Мы долгое время жили с этим убеждением. Но спустя несколько лет в Вене я встретился с младшим братом Мейера; это был действительно славный парень, наш товарищ. Он рассказывал о своем брате и говорил, что тот только с виду труслив, а в действительности наоборот. Он не коммунист и в то время еще не очень симпатизировал коммунистам. Когда была провозглашена диктатура пролетариата, он испугался, перешел границу и попросил убежища у своих австрийских товарищей. Несмотря на это, когда он вернулся, полиция его беспокоила довольно долго.

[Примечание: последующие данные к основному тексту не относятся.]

PR #4818, opened 2024-12-26
Removed stage from CDC data dockerfile to reduce image size

dwnoble:
* Previously, pip dependencies were installed in Stage 2 and copied to Stage 3, causing them to be stored in two layers and doubling their size in the final image.
* Combined Stages 2 and 3 into a single layer to eliminate the duplication of pip dependencies and to reduce the final image size.

### DIFF
--- a/build/cdc_data/Dockerfile
+++ b/build/cdc_data/Dockerfile
@@ -46,7 +46,12 @@ ARG PIP_NO_CACHE_DIR=1
 # Create a virtual env, add it to path, and install all requirements.
 RUN python -m venv /workspace/venv
 ENV PATH="/workspace/venv/bin:$PATH"
+
+# TODO: Install requirements for embeddings importer and data importer in separate virtual envs.
+# Install embeddings importer requirements.
 RUN pip3 install -r ./import/simple/requirements.txt
+
+# Install data requirements.
 # Remove lancedb - it is not used by custom dc.
 RUN sed -i'' '/lancedb/d' /workspace/nl_requirements.txt \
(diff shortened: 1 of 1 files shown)


build/cdc_data/Dockerfile
```diff
@@ -21,11 +21,17 @@ RUN mkdir -p /tmp/datcom-nl-models \
     && gsutil -m cp -R gs://datcom-nl-models/ft_final_v20230717230459.all-MiniLM-L6-v2/ /tmp/datcom-nl-models/
 
 
-# #### Stage 2: Install python dependencies. ####
-FROM python:3.11.4-slim AS dependencies-installer
+# #### Stage 2: Python runtime. ####
+FROM python:3.11.4-slim AS runner
```
keyurva, line 25: One thing I'm not a big fan of is that there is no separation between the import and embeddings modules (the [original version](https://github.com/datacommonsorg/website/blob/b20ed2b7e57ebc7a9e6a2df7f0bf358c932b1812/build/cdc_data/Dockerfile) did).

Having said that, let's go with this to keep the image size in check. But it'd be good to figure out a way to keep the separation whilst managing conflicting dependencies in the future (perhaps add a TODO).

keyurva (approved):
Thanks Dan!

build/cdc_data/Dockerfile
dwnoble: Agreed we should separate the dependencies for these two.

Looking closer at the previous version, I don't believe that actually separated the dependencies either. It looks like the virtual environments were installed separately, but then combined on top of each other to one common virtual environment at the end.

A better solution may be to create two entirely separate virtual environments for each tool.

I added a todo noting this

Напрасно он доказывал, что не коммунист. Он был еврей и профсоюзный деятель, значит, для клики Хорти – красный. Мейер на собственной шкуре испытал несправедливость, которая била по всем рабочим независимо от их партийной принадлежности. Он и позднее не сделался коммунистом, но стал сочувствующим. Ведь коммунистов, как и его, преследовали несправедливо.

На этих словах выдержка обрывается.